Give the number of lines in the data that contain "below", and nothing more.

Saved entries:
--- START ---
Issue #2221, opened 2026-07-30
recommendations for bashkit snapshot deltas / patches


axiomofjoy:
We are currently building out session (conversation) persistence in our product. Our agents have access to bashkit, and for each session, we store a bashkit snapshot containing the most recently saved state of bash and the file system. We support features such as truncation of existing sessions for rewinding conversations and branching of existing sessions from particular points in the conversation. Ideally, we would like to have a snapshot of the state of bash and the file system every time bash is run and the bashkit snapshot state changes to ensure that truncated and branched sessions have accurate and up-to-date snapshots. Currently, however, we have traded off correctness for space by only storing the most recent bashkit snapshot to the database.

Is there a way to store a smaller deltas or incremental patches of a snapshot that would allow us to accumulate deltas and patches on top of one another to get the final snapshot? This would enable us to store a full history of bash and the file system as it changes over the course of the conversation, which would facilitate truncation and branching of sessions without compromising on correctness.

Please see https://github.com/Arize-ai/phoenix/issues/14894 for more context.

chaliy:
There is no patching or delta for snapshots yet. However this came up already couple of times. I think it is good time to attempt to fill the gap. Let me look into this tomorrow, my best guess most challenging might be file system, we have users working with quite large image files.

axiomofjoy:
Thanks @chaliy

chaliy:
@axiomofjoy can you pls validate that imlementation in https://github.com/everruns/bashkit/pull/2223 cover your needs?


Here is Calude generated example for your original work - https://github.com/everruns/bashkit/pull/2223#issuecomment-5138662452

axiomofjoy:
Thanks @chaliy I'll have Claude put something together

chaliy:
Incremental snapshots are released in last version. Closing this issue for now. Ping me if something missing or feel free to reopen, I am committed to support this feature.

Also just in case, depending on how you plan to deploy this, there is version 14.5 with forward compatibility.

PR #2223, opened 2026-07-31
feat(snapshot): write v2 and expose the history API

chaliy:
> **#2226 is merged.** This is now based directly on `main`; the diff below is only what it adds on top of the reader.

## What changed

#2226 taught bashkit to *read* the v2 content-addressed container. This turns the writer on and makes the object graph public.

- `snapshot()` emits a packed commit instead of the v1 JSON blob.
- `commit`/`checkout` exchange individual content-addressed objects with a store the host owns, so a fork or an incremental save costs only what changed rather than a full re-encode.
- `SnapshotGraph` adds ancestry, diff, reachability, and lazy fetch planning (`plan_checkout` for hosts that don't want to load a whole session).
- `CheckoutPolicy` gates restore on the capability fingerprint, defaulting to `Superset` so snapshots survive upgrades that add builtins.
- All of it reaches Python and JavaScript. Object stores cross as `dict[str, bytes]` / `Record<string, Buffer>` keyed by hex id, so hosts drop them straight into a database column.

It also lifts the three compromises that kept #2226 shippable as a patch: the object-graph types become `pub`, the typed `SnapshotTooNew` and `SnapshotCapabilityMismatch` variants replace `Error::Internal`, and the `allow(dead_code)` over the then-unreachable encoder is gone now that every item under it is live.

## Why

[#2221](https://github.com/everruns/bashkit/issues/2221) — one snapshot per conversation message, with truncation and branching. The v1 format made that impractical: it re-encoded the whole VFS on every call, inflated binary content ~3.5× by writing `Vec<u8>` as JSON integer arrays, and serialized `HashMap`s in iteration order so identical state produced different bytes (defeating external delta compression too).

## Before / After

Snapshot size, same state, v1 vs v2:

| Case | v1 | v2 | |
|---|---|---|---|
| empty session | 1,069 | 1,489 | v2 1.39× **bigger** |
| 200 small files | 19,493 | 20,066 | wash |
| 5k-line text file | 72,855 | 12,766 | v2 5.7× smaller |
| 1 MiB binary | 4,107,006 | 904,217 | v2 4.5× smaller |

The empty-session row is the ~400-byte capability fingerprint, and it is the honest cost: v2 is a loss for trivial sessions and a wash for many small files. The win is concentrated in large files and in repeated/forked snapshots — which is the #2221 workload.

Incremental commits, which v1 could not express at all:

```
30 files committed:        first commit 63 objects, self-contained
1 file appended:           second commit 14 objects, 0.22× the first
```

## Risk

**Medium.** This changes the bytes `Bash::snapshot()` writes.

- Snapshots written by earlier versions still restore, under the default policy, with no code change — covered by a golden fixture corpus that is never regenerated.
- Snapshots written by *this* version can only be read by 0.14.5 (#2226) or newer. That is the entire reason for the stack: shipping the reader first gives deployments a rollback target. Rolling back past 0.14.5 still strands v2 snapshots, and no code change can retrofit that.
- `restore_snapshot` now enforces a capability check where it previously enforced none. Adding builtins is safe by construction; **removing or renaming one breaks restores of every snapshot written before the removal**, and nothing in the release process flags that today. Recorded in `knowledge/`. `CheckoutPolicy::Force` overrides.

**Must be released as a MINOR** — new public API and new snapshot bytes.

Known gaps, all measured rather than assumed and recorded in `knowledge/foundations/snapshot-history.md`: peak RSS runs ~5× file size during commit of a large binary (`VfsSnapshot` clones content before the encoder sees it); the tree is one flat object, so an incremental commit costs 1.1 KB at 10 files but 19 KB at 500; merge commits are representable but nothing creates them.

## Checklist

- [x] Tests added or updated

Round-trip, binary fidelity, forks, mid-history checkout, differential-vs-packed equivalence, determinism, capability policy across all three modes, corruption (tamper, truncation, appended bytes, missing object, unknown root, type confusion, cycles), keyed snapshots, hostile VFS entries, limits; property tests and a libFuzzer target over the graph walkers; JS runtime parity across Node, Bun, and Deno; criterion bench with a baseline in `crates/bashkit/benches/results/`.

Verified: `cargo fmt --check`; clippy clean on both CI variants; 3369 lib + 1578 integration + 158 doc tests; fuzz crate checks; OKF and doc-link checks pass. One unrelated failure — `ssh_supabase_connects` times out against a live host.


chaliy:
## Worked example for the driving use case

[Arize-ai/phoenix#14894](https://github.com/Arize-ai/phoenix/issues/14894) describes a specific shape: move the snapshot FK from `agent_sessions` to `agent_session_messages`, so every message carries an accurate snapshot instead of only the session tip carrying one. Here is that model built against this PR's Python API. The output below is real — this script runs as written.

### Schema

The only new table is the object store. Snapshot rows hold a commit id; objects are shared across every message and every branch.

```sql
CREATE TABLE agent_session_messages (
    id       INTEGER PRIMARY KEY,
    session  INTEGER NOT NULL REFERENCES agent_sessions(id),
    parent   INTEGER REFERENCES agent_session_messages(id),
    role     TEXT NOT NULL,
    content  TEXT NOT NULL
);

-- The FK move from #14894: one snapshot per message, not per session.
CREATE TABLE agent_session_snapshots (
    message   INTEGER PRIMARY KEY REFERENCES agent_session_messages(id),
    commit_id TEXT NOT NULL
);

-- Content-addressed and immutable: INSERT OR IGNORE is the whole write path,
-- so concurrent sessions converge on a row instead of conflicting.
CREATE TABLE bashkit_objects (id TEXT PRIMARY KEY, blob BLOB NOT NULL);
```

### Committing a snapshot per message

```python
from bashkit import Bash, SnapshotGraph

def record_turn(session, parent_message, bash, text, tool_script):
    bash.execute_sync(tool_script)

    message_id = insert_message(session, parent_message, text)
    parent_commit = commit_id_for(parent_message)   # None for the first message

    packed = bash.commit(
        parents=[parent_commit] if parent_commit else None,
        have=known_object_ids(),          # <- what keeps each commit incremental
        meta={"message_id": str(message_id)},
    )

    store_objects(packed.objects)          # dict[str, bytes] -> your objects table
    link_snapshot(message_id, packed.id)   # commit id -> your snapshot row
    return message_id
```

`have=` is the load-bearing argument. Without it every commit is self-contained and re-stores the whole workspace; with it, unchanged files cost a 32-byte hash reference.

### Truncation and branching

Both are the same operation — check out a commit that is not the tip. No copy, no replay, and the later commits stay intact in the store.

```python
def resume_at(message_id):
    bash = Bash(username="agent")
    bash.checkout(commit_id_for(message_id), load_objects())
    return bash

rewound = resume_at(2)                     # truncate: exact workspace at message 2
branch  = resume_at(2)                     # branch: same call, then keep going
record_turn(session=1, parent_message=2, bash=branch, ...)
```

A fork is just a commit whose `parents` is an earlier message's commit. There is no separate fork API and nothing to reconcile.

### Output

```
Session 1 — a snapshot committed on every message:
  msg 1: scaffold the project         +6 objects,  1315 B
  msg 2: add dependencies             +4 objects,   824 B
  msg 3: write a test                 +4 objects,   880 B
  msg 4: fix the entrypoint           +4 objects,   869 B

  full history: 3888 B for 4 snapshots

Truncate to message 2 (user edited an earlier turn):
   files: ['/proj/requirements.txt', '/proj/src/app.py']
   app.py: print(1)

Branch from message 2 (explore an alternative):
  msg 5: try a different fix          +4 objects,   819 B
   branch cost 819 B on top of the shared history

Per-message filesystem diff (for the session timeline UI):
   msg 3: +['/proj/tests', '/proj/tests/test_app.py'] ~[] -[]
   msg 4: +[] ~['/proj/src/app.py'] -[]

Retention: which objects are still reachable?
   12 of 22 objects reachable from the 2 branch tips
```

Four full snapshots of a project workspace: **3.9 KB total.** A branch off message 2: **819 bytes.** Under the old format each of those messages would have re-encoded the entire workspace.

### Two things that fall out for free

**Per-message diffs.** `SnapshotGraph.diff(prev_commit, this_commit, objects)` compares content addresses, so it never reads file bytes. That gives a "what did this turn change on disk" view for a session timeline — a product feature, not just plumbing.

**Retention.** `SnapshotGraph.reachable(commit_id, objects)` reports what a commit needs. Union it over the commits you keep; anything outside that set is collectable. Relevant to the session sweeper in [Arize-ai/phoenix#14143](https://github.com/Arize-ai/phoenix/pull/14143) — note the 12-of-22 figure above is reachability from the two *tips* only; objects belonging to messages 1–3 are still required while those messages exist.

### Fetching lazily

`checkout` takes the objects rather than calling into your database, so DB access stays on your side. If you don't want to load a whole session's objects:

```python
local = {}
while True:
    needed = SnapshotGraph.plan_checkout(commit_id, local)
    if not needed:
        break
    local.update(fetch_objects(needed))     # SELECT ... WHERE id IN (...)
bash.checkout(commit_id, local)
```

Each round reveals the next; the graph is four levels deep so it converges quickly.

### Worth knowing before you build on it

- **`CheckoutPolicy` defaults to `"superset"`** — a snapshot restores only into an instance that has every builtin and feature the producing one had. Extra tools are fine, so snapshots survive a bashkit upgrade. If Phoenix registers custom builtins per deployment, a snapshot taken with them will refuse to restore where they're absent, which is the intended behavior; `policy="force"` overrides.
- **Old snapshots keep working.** v1 JSON payloads restore indefinitely, and a CI fixture corpus enforces that. Existing session tips do not need migrating — but they carry no history, so they can only ever be a starting point for new commits.
- **Two scaling limits, both measured and written up in `knowledge/foundations/snapshot-history.md`:** the tree is one flat object, so incremental cost grows with total file count (~1 KB at 10 files, ~19 KB at 500), and peak memory during commit runs ~5x the size of the largest file. Fine for typical agent workspaces; a workspace built around tens-of-MB binaries would want the streaming snapshot fix first.

Full runnable version of this in `crates/bashkit-python/examples/session_history.py`.

---

chaliy (commented):
Review findings (submitted as COMMENT because GitHub does not allow the PR author to request changes on their own PR):

- [P1] Non-ASCII object IDs can panic instead of returning an error.
- [P1] File materialization permits unbounded aggregate allocation before VFS limits run.
- [P2] commit() can produce commits with more parents than the decoder accepts.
--- END ---
### THE ANSWER
2